__TASK TO CARRY OUT__
Repeat only the lines below from the one containing "For consistency we" through the one containing "Thats probably non", inclusive, exactly as written.

__INPUT RECORDS__
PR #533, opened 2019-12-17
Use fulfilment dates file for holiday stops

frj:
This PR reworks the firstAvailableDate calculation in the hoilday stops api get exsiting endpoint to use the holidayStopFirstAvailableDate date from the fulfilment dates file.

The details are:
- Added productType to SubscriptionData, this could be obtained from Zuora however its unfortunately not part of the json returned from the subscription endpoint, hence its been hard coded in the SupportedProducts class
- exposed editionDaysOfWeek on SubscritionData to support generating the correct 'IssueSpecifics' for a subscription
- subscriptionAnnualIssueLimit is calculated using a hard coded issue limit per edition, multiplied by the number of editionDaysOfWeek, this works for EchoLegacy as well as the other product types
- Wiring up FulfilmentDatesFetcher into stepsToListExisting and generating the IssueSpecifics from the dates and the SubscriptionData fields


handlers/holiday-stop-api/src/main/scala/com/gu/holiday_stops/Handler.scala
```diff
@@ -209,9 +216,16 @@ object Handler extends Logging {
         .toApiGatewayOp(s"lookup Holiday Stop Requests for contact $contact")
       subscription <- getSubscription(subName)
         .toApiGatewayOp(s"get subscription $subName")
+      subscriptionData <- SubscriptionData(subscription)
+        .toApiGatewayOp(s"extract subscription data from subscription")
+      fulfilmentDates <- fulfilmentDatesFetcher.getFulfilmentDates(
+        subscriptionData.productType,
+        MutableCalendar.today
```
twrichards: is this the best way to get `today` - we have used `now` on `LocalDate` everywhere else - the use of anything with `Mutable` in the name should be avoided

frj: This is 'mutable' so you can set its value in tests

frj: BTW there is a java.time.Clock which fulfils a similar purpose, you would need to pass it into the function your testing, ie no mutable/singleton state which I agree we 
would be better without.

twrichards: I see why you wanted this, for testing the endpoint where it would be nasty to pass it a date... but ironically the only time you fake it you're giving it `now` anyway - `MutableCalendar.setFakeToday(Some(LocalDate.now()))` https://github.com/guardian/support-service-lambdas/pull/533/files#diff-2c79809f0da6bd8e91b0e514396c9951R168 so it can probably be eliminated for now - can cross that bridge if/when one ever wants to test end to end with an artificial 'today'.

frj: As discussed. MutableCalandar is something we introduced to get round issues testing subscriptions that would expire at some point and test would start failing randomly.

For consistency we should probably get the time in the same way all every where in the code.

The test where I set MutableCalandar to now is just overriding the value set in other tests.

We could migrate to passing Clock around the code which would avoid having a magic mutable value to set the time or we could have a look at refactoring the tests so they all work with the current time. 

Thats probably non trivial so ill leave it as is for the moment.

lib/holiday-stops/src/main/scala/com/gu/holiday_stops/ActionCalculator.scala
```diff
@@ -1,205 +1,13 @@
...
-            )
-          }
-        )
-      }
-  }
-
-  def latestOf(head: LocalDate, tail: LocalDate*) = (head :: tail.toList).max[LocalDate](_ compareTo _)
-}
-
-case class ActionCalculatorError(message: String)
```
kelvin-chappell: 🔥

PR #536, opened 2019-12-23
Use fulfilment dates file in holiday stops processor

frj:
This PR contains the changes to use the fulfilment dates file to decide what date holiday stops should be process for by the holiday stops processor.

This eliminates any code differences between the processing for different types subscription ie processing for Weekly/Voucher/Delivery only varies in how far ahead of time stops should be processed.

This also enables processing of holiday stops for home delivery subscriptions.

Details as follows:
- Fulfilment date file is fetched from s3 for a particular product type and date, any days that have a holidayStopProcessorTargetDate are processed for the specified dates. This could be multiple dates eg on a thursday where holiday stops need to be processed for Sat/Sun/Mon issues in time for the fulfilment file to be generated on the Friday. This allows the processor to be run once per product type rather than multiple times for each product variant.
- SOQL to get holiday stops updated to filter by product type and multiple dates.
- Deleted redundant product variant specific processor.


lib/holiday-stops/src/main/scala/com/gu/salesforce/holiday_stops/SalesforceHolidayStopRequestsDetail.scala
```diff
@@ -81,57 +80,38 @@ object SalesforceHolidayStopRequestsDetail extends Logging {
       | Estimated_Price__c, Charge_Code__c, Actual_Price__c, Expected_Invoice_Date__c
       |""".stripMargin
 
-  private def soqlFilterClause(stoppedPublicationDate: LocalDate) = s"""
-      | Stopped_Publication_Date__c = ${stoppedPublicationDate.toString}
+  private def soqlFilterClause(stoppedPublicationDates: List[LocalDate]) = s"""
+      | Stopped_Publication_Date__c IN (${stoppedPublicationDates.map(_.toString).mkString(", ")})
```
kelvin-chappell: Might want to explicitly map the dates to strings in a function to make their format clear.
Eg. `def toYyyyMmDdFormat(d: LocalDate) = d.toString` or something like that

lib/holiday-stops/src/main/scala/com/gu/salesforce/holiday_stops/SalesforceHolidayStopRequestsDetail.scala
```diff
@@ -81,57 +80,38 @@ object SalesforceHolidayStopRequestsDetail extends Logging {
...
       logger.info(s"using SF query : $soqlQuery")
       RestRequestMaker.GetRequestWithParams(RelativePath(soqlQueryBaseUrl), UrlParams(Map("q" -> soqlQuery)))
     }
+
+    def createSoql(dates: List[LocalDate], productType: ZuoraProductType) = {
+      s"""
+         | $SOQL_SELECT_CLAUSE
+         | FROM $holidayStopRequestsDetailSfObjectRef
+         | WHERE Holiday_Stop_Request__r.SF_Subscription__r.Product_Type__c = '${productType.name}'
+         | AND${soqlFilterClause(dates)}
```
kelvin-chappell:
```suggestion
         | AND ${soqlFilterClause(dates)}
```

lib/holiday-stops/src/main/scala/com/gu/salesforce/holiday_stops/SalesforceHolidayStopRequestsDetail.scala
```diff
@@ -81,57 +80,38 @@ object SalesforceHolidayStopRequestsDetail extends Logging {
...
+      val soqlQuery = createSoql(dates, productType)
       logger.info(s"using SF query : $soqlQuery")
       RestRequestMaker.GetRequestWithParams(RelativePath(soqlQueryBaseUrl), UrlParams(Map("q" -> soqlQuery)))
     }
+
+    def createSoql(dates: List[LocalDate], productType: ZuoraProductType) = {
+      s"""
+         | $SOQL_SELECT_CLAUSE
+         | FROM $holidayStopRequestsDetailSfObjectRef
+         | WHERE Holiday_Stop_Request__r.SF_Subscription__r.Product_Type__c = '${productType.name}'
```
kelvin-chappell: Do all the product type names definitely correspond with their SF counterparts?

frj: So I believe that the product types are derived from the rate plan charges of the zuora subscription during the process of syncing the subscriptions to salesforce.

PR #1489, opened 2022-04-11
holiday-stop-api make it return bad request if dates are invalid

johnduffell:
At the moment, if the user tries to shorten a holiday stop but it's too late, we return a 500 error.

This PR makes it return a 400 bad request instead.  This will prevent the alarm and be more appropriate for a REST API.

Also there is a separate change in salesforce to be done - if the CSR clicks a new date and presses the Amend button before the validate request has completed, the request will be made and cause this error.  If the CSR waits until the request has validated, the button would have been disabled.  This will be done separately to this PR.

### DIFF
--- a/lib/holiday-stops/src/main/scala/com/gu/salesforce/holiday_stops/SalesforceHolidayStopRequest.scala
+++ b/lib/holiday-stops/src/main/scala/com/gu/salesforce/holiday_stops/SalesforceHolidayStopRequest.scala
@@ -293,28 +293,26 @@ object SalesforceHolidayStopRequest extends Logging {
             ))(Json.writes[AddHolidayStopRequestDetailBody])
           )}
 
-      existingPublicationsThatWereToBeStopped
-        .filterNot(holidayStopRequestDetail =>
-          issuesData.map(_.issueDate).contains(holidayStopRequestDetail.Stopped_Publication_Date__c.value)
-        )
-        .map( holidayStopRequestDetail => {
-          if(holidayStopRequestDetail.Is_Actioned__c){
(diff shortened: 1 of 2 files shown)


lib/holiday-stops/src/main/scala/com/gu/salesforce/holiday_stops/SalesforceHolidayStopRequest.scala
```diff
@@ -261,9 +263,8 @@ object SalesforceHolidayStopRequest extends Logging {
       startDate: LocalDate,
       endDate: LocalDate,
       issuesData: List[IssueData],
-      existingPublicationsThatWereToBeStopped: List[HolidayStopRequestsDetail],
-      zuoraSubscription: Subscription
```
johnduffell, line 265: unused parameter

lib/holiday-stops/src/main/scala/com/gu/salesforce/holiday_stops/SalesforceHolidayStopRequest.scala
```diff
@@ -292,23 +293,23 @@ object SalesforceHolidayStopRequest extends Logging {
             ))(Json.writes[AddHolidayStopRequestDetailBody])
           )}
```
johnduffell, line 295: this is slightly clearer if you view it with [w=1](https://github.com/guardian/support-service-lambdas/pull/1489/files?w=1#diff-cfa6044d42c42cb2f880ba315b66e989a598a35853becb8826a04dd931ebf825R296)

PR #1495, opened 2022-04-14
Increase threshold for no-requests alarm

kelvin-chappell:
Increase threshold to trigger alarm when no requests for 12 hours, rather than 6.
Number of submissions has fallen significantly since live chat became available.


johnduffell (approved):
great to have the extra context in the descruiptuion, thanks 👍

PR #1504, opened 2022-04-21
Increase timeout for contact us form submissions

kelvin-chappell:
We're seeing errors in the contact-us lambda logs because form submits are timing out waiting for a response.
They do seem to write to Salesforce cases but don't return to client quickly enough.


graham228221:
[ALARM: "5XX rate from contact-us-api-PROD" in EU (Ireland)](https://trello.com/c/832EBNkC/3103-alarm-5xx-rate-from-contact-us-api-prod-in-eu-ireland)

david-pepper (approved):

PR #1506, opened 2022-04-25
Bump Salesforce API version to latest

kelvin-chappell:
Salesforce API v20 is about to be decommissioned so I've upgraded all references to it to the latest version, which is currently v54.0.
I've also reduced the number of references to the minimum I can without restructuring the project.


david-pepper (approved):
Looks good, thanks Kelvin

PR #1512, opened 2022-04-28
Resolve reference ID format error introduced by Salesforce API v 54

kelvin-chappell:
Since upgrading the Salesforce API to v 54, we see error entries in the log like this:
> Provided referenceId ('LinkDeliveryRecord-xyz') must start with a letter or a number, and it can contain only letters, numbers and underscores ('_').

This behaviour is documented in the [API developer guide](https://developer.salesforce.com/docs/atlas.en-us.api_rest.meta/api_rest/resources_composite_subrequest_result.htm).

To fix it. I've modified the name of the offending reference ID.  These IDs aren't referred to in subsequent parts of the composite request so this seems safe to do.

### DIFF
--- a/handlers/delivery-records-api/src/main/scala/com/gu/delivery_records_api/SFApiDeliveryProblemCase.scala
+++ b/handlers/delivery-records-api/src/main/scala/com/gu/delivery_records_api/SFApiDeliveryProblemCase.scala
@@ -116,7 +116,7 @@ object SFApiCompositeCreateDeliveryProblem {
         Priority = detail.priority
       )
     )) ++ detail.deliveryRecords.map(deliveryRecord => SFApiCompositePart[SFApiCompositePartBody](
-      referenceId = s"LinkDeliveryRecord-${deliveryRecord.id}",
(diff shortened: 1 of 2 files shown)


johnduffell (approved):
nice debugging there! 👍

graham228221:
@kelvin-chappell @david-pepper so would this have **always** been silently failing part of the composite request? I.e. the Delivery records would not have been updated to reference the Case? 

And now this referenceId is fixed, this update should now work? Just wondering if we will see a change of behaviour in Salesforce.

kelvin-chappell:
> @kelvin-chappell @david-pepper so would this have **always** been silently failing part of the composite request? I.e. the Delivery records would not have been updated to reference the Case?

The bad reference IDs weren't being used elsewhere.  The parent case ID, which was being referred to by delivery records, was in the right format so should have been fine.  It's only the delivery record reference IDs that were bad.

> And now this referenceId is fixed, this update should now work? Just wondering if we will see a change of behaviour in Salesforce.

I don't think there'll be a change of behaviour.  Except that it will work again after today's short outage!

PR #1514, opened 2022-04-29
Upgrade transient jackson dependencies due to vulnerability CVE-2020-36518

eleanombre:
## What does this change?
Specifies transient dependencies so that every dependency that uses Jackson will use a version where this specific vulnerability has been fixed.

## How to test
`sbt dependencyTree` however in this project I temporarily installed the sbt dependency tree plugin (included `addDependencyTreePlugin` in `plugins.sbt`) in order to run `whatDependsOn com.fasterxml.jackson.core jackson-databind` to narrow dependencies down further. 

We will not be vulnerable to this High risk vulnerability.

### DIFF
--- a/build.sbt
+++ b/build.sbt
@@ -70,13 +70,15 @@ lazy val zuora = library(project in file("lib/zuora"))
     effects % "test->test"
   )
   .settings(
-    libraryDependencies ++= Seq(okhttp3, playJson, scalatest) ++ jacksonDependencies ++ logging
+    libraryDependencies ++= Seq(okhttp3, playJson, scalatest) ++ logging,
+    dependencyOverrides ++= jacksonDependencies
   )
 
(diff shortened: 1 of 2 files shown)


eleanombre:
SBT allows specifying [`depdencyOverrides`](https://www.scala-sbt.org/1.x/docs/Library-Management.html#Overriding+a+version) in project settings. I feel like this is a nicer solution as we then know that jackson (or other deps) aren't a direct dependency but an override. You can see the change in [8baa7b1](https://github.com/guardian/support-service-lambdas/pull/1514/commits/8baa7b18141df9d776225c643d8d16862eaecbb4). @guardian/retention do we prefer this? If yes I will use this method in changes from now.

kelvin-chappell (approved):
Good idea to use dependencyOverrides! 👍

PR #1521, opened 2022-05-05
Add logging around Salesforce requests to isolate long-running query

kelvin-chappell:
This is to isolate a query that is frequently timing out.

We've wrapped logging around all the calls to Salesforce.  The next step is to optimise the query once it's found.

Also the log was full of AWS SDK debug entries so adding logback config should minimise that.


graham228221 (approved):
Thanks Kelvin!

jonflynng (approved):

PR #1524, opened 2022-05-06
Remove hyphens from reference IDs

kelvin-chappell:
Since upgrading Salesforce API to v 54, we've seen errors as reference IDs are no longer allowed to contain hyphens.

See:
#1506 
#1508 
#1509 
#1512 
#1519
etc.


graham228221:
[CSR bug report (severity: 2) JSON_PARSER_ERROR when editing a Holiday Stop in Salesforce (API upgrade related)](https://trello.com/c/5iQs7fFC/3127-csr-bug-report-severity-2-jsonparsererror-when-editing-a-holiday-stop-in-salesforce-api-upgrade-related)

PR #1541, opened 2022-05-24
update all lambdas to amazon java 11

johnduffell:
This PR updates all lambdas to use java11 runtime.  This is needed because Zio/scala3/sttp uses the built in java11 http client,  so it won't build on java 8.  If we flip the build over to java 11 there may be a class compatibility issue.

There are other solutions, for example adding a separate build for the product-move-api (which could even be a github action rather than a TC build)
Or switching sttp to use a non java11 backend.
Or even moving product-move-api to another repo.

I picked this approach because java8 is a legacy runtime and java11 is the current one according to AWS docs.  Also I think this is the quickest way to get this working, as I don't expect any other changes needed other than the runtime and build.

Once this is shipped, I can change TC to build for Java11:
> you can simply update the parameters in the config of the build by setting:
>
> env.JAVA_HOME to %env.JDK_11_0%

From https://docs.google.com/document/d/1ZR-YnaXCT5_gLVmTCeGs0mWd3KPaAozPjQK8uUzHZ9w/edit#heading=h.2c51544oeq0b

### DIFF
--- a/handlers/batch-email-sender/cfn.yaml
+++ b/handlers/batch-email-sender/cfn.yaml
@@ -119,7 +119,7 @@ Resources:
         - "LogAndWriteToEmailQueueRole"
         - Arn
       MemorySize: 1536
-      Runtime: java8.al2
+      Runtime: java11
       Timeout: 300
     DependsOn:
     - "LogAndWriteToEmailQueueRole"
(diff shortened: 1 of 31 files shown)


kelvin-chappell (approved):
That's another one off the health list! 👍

__RESULT FOR THIS EXERCISE__
For consistency we should probably get the time in the same way all every where in the code.

The test where I set MutableCalandar to now is just overriding the value set in other tests.

We could migrate to passing Clock around the code which would avoid having a magic mutable value to set the time or we could have a look at refactoring the tests so they all work with the current time. 

Thats probably non trivial so ill leave it as is for the moment.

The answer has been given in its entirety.